→ **About this task**
In the records that follow, count each line where the string "ubuntu" occurs. Provide the total and no other text.

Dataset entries
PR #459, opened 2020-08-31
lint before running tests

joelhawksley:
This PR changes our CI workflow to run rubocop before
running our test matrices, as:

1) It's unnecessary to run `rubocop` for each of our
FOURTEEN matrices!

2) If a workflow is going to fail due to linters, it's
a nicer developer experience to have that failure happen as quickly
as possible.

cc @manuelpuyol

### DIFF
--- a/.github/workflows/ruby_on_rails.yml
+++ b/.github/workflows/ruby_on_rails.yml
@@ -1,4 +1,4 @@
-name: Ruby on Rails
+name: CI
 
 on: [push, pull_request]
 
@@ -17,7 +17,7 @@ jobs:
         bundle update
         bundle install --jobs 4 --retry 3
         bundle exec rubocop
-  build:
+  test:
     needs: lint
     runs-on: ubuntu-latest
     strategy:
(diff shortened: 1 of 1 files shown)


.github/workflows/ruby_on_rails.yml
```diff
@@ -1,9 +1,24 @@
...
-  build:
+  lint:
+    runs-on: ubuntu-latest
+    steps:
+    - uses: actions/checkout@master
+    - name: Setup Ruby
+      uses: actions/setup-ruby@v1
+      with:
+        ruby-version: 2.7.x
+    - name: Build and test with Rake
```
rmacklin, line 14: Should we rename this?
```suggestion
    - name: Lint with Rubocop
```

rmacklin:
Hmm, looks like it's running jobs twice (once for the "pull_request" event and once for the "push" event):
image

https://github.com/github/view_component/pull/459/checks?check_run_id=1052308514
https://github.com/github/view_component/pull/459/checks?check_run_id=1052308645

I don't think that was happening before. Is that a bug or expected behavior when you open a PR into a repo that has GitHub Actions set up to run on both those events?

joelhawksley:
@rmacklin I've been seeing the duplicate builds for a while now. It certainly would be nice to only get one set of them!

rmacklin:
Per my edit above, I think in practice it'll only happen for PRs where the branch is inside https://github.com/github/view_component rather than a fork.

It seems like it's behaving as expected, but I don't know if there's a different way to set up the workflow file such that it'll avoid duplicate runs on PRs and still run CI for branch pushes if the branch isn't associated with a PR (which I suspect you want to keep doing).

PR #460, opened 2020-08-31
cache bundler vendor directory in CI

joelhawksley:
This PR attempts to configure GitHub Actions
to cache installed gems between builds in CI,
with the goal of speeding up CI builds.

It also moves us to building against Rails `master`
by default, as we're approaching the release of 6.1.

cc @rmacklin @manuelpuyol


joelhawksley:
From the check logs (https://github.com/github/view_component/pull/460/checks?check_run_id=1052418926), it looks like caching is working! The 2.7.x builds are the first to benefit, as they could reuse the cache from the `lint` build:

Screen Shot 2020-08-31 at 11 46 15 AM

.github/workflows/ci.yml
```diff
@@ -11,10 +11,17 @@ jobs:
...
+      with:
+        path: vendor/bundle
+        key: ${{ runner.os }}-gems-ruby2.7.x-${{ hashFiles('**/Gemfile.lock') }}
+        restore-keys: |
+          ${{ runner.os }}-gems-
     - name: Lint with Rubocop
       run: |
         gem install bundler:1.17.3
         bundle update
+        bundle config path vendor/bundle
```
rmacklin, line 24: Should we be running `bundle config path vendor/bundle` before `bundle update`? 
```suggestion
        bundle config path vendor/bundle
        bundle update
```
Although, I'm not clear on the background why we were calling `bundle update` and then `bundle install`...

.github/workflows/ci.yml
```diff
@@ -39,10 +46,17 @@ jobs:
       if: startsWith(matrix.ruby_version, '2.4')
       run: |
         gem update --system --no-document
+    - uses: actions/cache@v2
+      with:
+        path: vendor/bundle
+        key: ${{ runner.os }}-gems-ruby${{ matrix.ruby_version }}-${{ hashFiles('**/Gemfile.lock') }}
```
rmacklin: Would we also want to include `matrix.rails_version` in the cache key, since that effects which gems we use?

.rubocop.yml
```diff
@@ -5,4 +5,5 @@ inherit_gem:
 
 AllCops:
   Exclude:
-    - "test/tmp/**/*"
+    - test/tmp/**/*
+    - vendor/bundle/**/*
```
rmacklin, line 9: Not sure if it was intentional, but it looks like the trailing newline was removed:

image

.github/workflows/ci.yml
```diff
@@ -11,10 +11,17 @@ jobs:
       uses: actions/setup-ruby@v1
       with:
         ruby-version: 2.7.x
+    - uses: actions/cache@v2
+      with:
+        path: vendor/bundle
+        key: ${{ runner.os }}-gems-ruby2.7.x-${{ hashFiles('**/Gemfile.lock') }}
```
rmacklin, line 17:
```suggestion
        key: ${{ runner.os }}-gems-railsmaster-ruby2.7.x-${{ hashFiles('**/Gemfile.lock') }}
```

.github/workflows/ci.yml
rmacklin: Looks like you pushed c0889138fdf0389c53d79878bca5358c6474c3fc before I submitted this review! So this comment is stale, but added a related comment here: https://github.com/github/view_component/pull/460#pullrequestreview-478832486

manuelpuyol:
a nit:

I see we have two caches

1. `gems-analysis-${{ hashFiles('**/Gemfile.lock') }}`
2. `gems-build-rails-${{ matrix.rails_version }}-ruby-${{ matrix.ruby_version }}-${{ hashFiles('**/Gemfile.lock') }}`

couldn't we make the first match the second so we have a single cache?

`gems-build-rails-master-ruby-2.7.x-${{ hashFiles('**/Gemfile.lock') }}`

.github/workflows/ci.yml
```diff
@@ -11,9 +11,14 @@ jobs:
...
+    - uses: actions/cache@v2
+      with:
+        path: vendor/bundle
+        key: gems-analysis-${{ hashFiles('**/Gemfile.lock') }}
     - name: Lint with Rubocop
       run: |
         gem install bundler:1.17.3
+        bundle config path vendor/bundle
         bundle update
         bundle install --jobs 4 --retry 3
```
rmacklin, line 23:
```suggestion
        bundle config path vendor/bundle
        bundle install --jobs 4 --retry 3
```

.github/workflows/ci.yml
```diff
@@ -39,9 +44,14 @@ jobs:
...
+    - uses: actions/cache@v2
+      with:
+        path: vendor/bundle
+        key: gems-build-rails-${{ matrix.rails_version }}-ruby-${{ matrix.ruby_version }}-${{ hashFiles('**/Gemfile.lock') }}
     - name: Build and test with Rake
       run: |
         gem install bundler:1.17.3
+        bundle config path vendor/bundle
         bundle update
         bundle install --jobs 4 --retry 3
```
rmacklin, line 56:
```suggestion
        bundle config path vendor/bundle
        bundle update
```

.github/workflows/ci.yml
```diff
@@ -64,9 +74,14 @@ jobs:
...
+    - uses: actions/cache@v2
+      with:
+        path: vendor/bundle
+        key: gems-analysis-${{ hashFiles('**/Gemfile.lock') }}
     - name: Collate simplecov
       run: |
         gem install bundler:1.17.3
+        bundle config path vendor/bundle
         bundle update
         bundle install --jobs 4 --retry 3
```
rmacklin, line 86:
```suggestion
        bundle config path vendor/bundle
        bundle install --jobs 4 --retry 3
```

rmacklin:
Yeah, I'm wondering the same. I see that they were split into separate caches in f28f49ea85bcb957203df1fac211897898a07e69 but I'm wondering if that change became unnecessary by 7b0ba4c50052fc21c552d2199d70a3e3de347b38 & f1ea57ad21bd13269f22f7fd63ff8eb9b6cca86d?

→ **Answer to the exercise**
2